Right at the end of the reign of Queen Victoria, as the 19th century turned into the 20th, a serialised novel appeared in the Strand magazine called ‘The First Men in the Moon’.

Published 35 years after Jules Verne’s ‘From the Earth to the Moon’, HG Wells’ novel hypothesises on concepts that we now know – thanks largely to the Apollo missions of the 1960s – to be accurate. Leaving aside the English novelist’s prediction of ‘great beasts’ and ‘monsters of mere fatness’, there are more recognisable references to how desolate the Moon is – think Buzz Aldrin’s “magnificent desolation” – and weightlessness. The inescapable fact is that lunar landings featured large in the Victorian consciousness.

More importantly, says Iwan Rhys Morus in his excellent ‘How the Victorians Took Us to the Moon: The Story of the Nineteenth-Century Innovators Who Forged the Future’ (Icon Books, £25, ISBN 9781785789281), during this phase of the Industrial Revolution there was an intellectual climate cultivating the idea of off-world adventures becoming reality. After all, the engineers of the era had changed the world with railways and the telephone, electric lighting and photography. In a world of progress and technology, going to the Moon would be routine.

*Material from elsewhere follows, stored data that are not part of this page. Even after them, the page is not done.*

PR #4540, opened 2026-05-15
feat(alias_elimination): detect `x ~ -y` perfect aliases

oscardssmith:
Extend `find_perfect_aliases!` to recognize the negated alias pattern `c1*v1 + c2*v2 ~ 0` with `c1 == c2` (i.e. `x ~ -y`) in addition to the existing `c1 == -c2` case (`x ~ y`). Each candidate alias edge carries an `Int8` sign, and a BFS from each group's chosen target propagates signs to every member -- so transitive chains including double negation (`x ~ -y` and `y ~ -z` ⇒ `x ~ z`) are resolved correctly.

When a group's signed edges are inconsistent (e.g. `x ~ y` and `x ~ -y` both appear), every non-sticky variable in that group is substituted with `0` and a `v ~ 0` equation is added to `additional_observed`; irreducibles remain unknowns and the surviving alias equations carry the resulting `irr ~ 0` constraint into the system. Substitution rhs and derivative-cascade substitutions both honor the propagated sign.

Tests cover: basic `y ~ -x`, mixed chain `x ~ y, y ~ -z`, double-negation transitivity, negated alias with irreducible target, and the sign-conflict force-to-zero case.

Claude wrote most of this, but it seems pretty reasonably implemented.


test/reduction.jl
```diff
@@ -384,3 +384,68 @@ end
         isequal(eq, 0 ~ 1 - dot(x, Symbolics.SConst([y[1], y[1]])))
     end
 end
+
+@testset "Perfect aliases detect negated form `x ~ -y`" begin
```
baggepinnen, line 388: wouldn't all of these tests pass on master as well?

oscardssmith: I believe so, but it is worth adding specific tests that this behavior is correct that are targeted at the form of the pass to ensure that we haven't introduced any bugs. (This also serves as a regression test in case we in the future remove the full alias_analysis pass which I kind of want to do because it is fairly expensive and once we have this PR and redundant equation removal we may no longer need it)

baggepinnen: I'm all for having many tests, but if the tests would pass on master as well they do not really exercise the change in this PR?

oscardssmith: fair enough. Will check to make sure existing tests cover this and then delete (or augment existing tests if necessary)

AayushSabharwal: I'll review this properly tomorrow some time, but imo for these sorts of tests it's best to just build `TearingState(sys)` and call the pass directly.

oscardssmith: sounds good. Will fix. Also have an additional change incoming for fixing redundant equations like `x ~ Initial(x)` making their way into the initialization system.

AayushSabharwal:
> every non-sticky variable in that group is substituted with 0 and a v ~ 0 equation is added to additional_observed;

I think for the 0 case it's worth including sticky non-irreducible variables too (i.e. ones with positive state priority). The variable cannot possibly be anything else, so it serves no purpose participating in state selection. Substituting zeros into other equations may also simplify them drastically.

Knowing something is zero is _very_ useful information.

oscardssmith:
Good point. Irreducible can just leave the variable with the equation x~0.

oscardssmith:
> I think for the 0 case it's worth including sticky non-irreducible variables too (i.e. ones with positive state priority). The variable cannot possibly be anything else, so it serves no purpose participating in state selection. Substituting zeros into other equations may also simplify them drastically.

I've actually gone a step further and have included irreducibles as well in this. Just because we are irreducible doesn't mean we can't substitute away all users. We now make irreducibles remain as `irr~0` (but with no other uses of `irr`, and other sticky vars are removed entirely.

src/systems/alias_elimination.jl
```diff
@@ -90,12 +148,20 @@ function find_perfect_aliases!(
...
+    # Weighted union-find tracking each variable's sign relative to its
+    # component's current root. `parent[v]` is always the root.
+    # `parity[v] ∈ ±1` is the sign of `v` relative to that root, or `0` if the
+    # component contains a sign contradiction (forcing every member to 0).
+    # `members` maps root → member list (used for smaller-to-larger merges).
+    parent = Dict{Int, Int}()
+    parity = Dict{Int, Int8}()
+    members = Dict{Int, Vector{Int}}()
+    # Candidate alias equations `(ieq, v1_idx, v2_idx, edge_sign)`. 
+    # `edge_sign == +1` encodes `v1 ~ edge_sign*v2`.
```
AayushSabharwal:
```suggestion
    # `edge_sign == ±1` encodes `v1 ~ edge_sign*v2`.
```

src/systems/alias_elimination.jl
```diff
@@ -196,6 +293,37 @@ function find_perfect_aliases!(
...
+    # Consistent groups: queue for removal iff both endpoints collapse. An eq
+    # with a non-target irreducible endpoint must stay so the remaining
+    # irreducible is still pinned to the target after substitution.
+    for (ieq, v1, v2, _) in candidate_eqs
+        if parity[v1] == 0 # if conflict group
+            irrs = irrs_by_root[parent[v1]]
+            if isempty(irrs)
+                push!(eqs_to_rm, ieq)
+            else
+                v_pin = pop!(irrs) # irriducable var to pin to 0
```
AayushSabharwal:
```suggestion
                v_pin = pop!(irrs) # irreducible var to pin to 0
```

AayushSabharwal (approved):

AayushSabharwal (changes requested):
I just realized, if we eliminate a variable as zero and substitute the zero into other equations, we have to update the incidence of those equations.

oscardssmith:
> I just realized, if we eliminate a variable as zero and substitute the zero into other equations, we have to update the incidence of those equations.

Is this just for cases where we have `x*y` and sub `x->0`? Are there any other cases where the equation incidence changes (other than the removal of the variable (which we already do)?

Edit: this is wrong. there's lots of nonlinear cases as well.

oscardssmith:
Should be fixed.

src/systems/alias_elimination.jl
AayushSabharwal: `false` here won't constant-fold the zeros introduced by conflict groups. E.g. `sin(x)` when substituted with `x => 0` will remain as the expression `sin(0)`.
```suggestion
    subber = SU.IRSubstituter{true}(ir, subs)
```

AayushSabharwal, line 338:
```suggestion
    new_vars = SU.IRStructureSearchBuffer(ir, Set{SymbolicT}())
    for e in eqs_to_substitute
```

Setup for the next comment

src/systems/alias_elimination.jl
```diff
@@ -211,6 +339,15 @@ function find_perfect_aliases!(
         # substitutes `x` to `[x[1], x[2]]`. The second substitutes `x[1]` and `x[2]`.
         eqs[e] = subber(subber(eqs[e]))
         original_eqs[e] = subber(subber(original_eqs[e]))
+        # Substitution can drop vars beyond the one substituted: zero
+        # substitution annihilates multiplicative cofactors (`v*w` with `v→0`
+        # also removes `w`); alias substitution can cancel the target
+        # (`v - target` with `v→target` leaves neither). Substitution never
+        # introduces new vars, so the new incidence is a subset of the old —
+        # prune the row to entries actually present in the simplified RHS.
+        new_vars = Symbolics.get_variables(eqs[e], fullvars)
```
AayushSabharwal:
```suggestion
        empty!(new_vars)
        SU.search_variables!(new_vars, eqs[e])
```
The `search_variables!` implementation using `IRStructureSearchBuffer` (leveraging `IRStructure`) is stupid fast compared to the normal one for large expressions.

Requires https://github.com/JuliaSymbolics/SymbolicUtils.jl/pull/926

AayushSabharwal (changes requested):

oscardssmith:
@AayushSabharwal can you have another look at this?

AayushSabharwal:
`(1, ModelingToolkit/InterfaceI)` fails. Codegen isn't happy with _something_ here.

AayushSabharwal:
Congratulations! You uncovered a bug in `IRStructure`! 😆 The fix is in https://github.com/JuliaSymbolics/SymbolicUtils.jl/pull/932

oscardssmith:
rebased.

AayushSabharwal (approved):

AayushSabharwal:
🎉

As Morus wisely reminds us, the Victorians did not actually take us to the Moon (although his counterfactual prologue describing how it might have happened is eerily plausible). But, he contends, they pointed us in the right direction with the kind of ambition that would not be seen again until President John F. Kennedy’s 1962 address at Rice University in which he announced: “We choose to go to the Moon”.

The Victorians were people of action, who had the resources of a global empire to turn innovation into a world of mechanised mechanics and vast, efficient, organised cities. As Morus says: “They shared a common cause in making their expertise count so that they could actively engage in future-making.”

This idea of Victorian engineers building the future is central to Morus’ narrative; a much more dominant theme than the title of his book suggests. If you examine the cover, you’ll see that the main graphic is of Robert Stephenson’s locomotive Rocket, which not only puts our feet firmly on terra firma with real (rather than speculative) engineering, but is also a clever nod to the idea that the Victorians were already building rockets, albeit steam-powered ones.

What the book is really about, as its subtitle makes clear, is the story of the 19th-century innovators who forged the future. As such, it’s no great surprise to find that alongside Stephenson there are some hefty names putting in an appearance in the form of Marc and Isambard Kingdom Brunel, Charles Babbage, John Herschel, Charles Wheatstone and Nikola Tesla (by the way, Morus’ 2019 biography of Tesla is superb).

A terrific insight into why the Victorian era was a golden age of engineering.